はじめに:親記事「自然治癒力とは一体何なのか?」を読んでくださったあなたへ
以前の記事で、私は「自然治癒力」の源泉が「弾力性」という生命エネルギーにあり、その力を目覚めさせる鍵は「自分を知る(自覚する)」ことにある、とお話ししました。
この記事は、その続編です。
今回は、その「弾力性」を奪い、あなたの身体が「自分を知る」ことを妨げてしまう、最も代表的な2つの要因 – 「水分が多い状態(むくみ)」と「過度に緊張している状態」 – について、そのメカニズムを深く掘り下げていきます。
なぜ、あなたの身体は自ら治癒のプロセスを止めてしまうことがあるのか。その答えが、ここにあります。
「むくみ」という名の、静かなる妨害者

細胞には、本来、傷ついたり疲弊したりしても自ら回復する力が備わっています。その「元に戻る力」の源泉こそが「弾力性」です。
そして、この弾力性を著しく低下させる状態の代表格が、「水分が多い状態」、つまり「むくみ」です。

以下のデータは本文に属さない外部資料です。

PR #2167, opened 2023-01-04
Create Installing-hShop.txt

Minionguyjpro:
Added the first method for installing hShop/3hs,

**Description**

### DIFF
--- a/_pages/en_US/Installing-hShop.txt
+++ b/_pages/en_US/Installing-hShop.txt
@@ -1,0 +1,31 @@
+---
+title: "Installing hShop"
+---
+
+{% include toc title="Table of Contents" %}
+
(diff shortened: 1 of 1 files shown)


lilyuwuu:
This guide will not add any instructions or references to piracy tools.

Minionguyjpro:
> This guide will not add any instructions or references to piracy tools.

May I ask what you mean? Do you mean, it is not relevant, as it is just an application? I added another commit with a warning and a description, which says it comes in handy as the eShop is going to end in March 2023.

ihaveamac:
It actively enables downloading of games and software that the user didn't purchase. It's a piracy tool, something the guide isn't going to support. Yes, even when the eShop goes down, it's still considered piracy.

PR #346, opened 2024-05-20
fix(LogsVolumePanel): remove layout wrappers and superfluous height code

matyax:
Looking at the behavior of the Logs Volume Panel while resizing, you can see that it disappears from the DOM below a certain width:

https://github.com/grafana/explore-logs/assets/1069378/c407600e-58b8-49c2-96af-24ac0d836605

It happens in code that we can't control from the application, so after many attempts (from changing widths attributes to change from Flex to Grid layout), I realized that we were wrapping the panel with an unnecessary FlexLayout and FlexItem. Removed.

Also found some code setting heights in a very sketchy way, which didn't seem to have any visual effect or regression.

Sections and reloads:

https://github.com/grafana/explore-logs/assets/1069378/dc8d903c-90bc-4fac-b486-5e60f77ed23b

Empty state:

https://github.com/grafana/explore-logs/assets/1069378/1f383ae8-488e-4c6f-8bbc-727493ca8fe5


gtk-grafana (approved):
Awesome and thanks for figuring this out, this was driving me batty!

身体は、炎症や外傷の際に、痛みを感じにくくするために、あえてその部位に水分を集め、むくませることがあります(外傷性浮腫など)。これは、脳への過度なストレスを防ぐための、非常に優れた自然な防御反応とも言えます。
しかし、この「むんだ状態」には、大きな落とし穴があります。 それは、知覚や感覚が鈍くなりやすい状態でもある、ということです。
つまり、むくんだ部位は、あなた自身が「自覚できない部位」となり、脳からの治癒指令が届きにくくなってしまうのです。脳は、その部位がどうなっているのか、まだ治癒が必要なのかを認識するためには、動かしたり触ったりして「まだ治っていないよ」というサインを受け取る必要があります。むくみは、その大切なサインをかき消してしまうのです。

痛み止めの湿布や薬も、これと似た側面があります。炎症を抑える一方で、結果的に局所をむくませて痛みを感じにくくさせているのです。もちろん、急性期の激しい痛みには有効ですが、常用することで脳がその部位の状態を「自覚」できなくなり、根本的な治癒が遅れたり、問題が先送りされたりする可能性には注意が必要です。
「過度な緊張」が奪う、生命線の流れ
弾力性を奪うもう一つの大きな要因が、「過度に緊張している状態」です。
筋肉や筋膜が過度に緊張し、硬くなっていると、その内部を走る血管は圧迫され、血流が悪くなります。その結果、細胞の修復に不可欠な酸素や栄養の供給が滞ってしまいます。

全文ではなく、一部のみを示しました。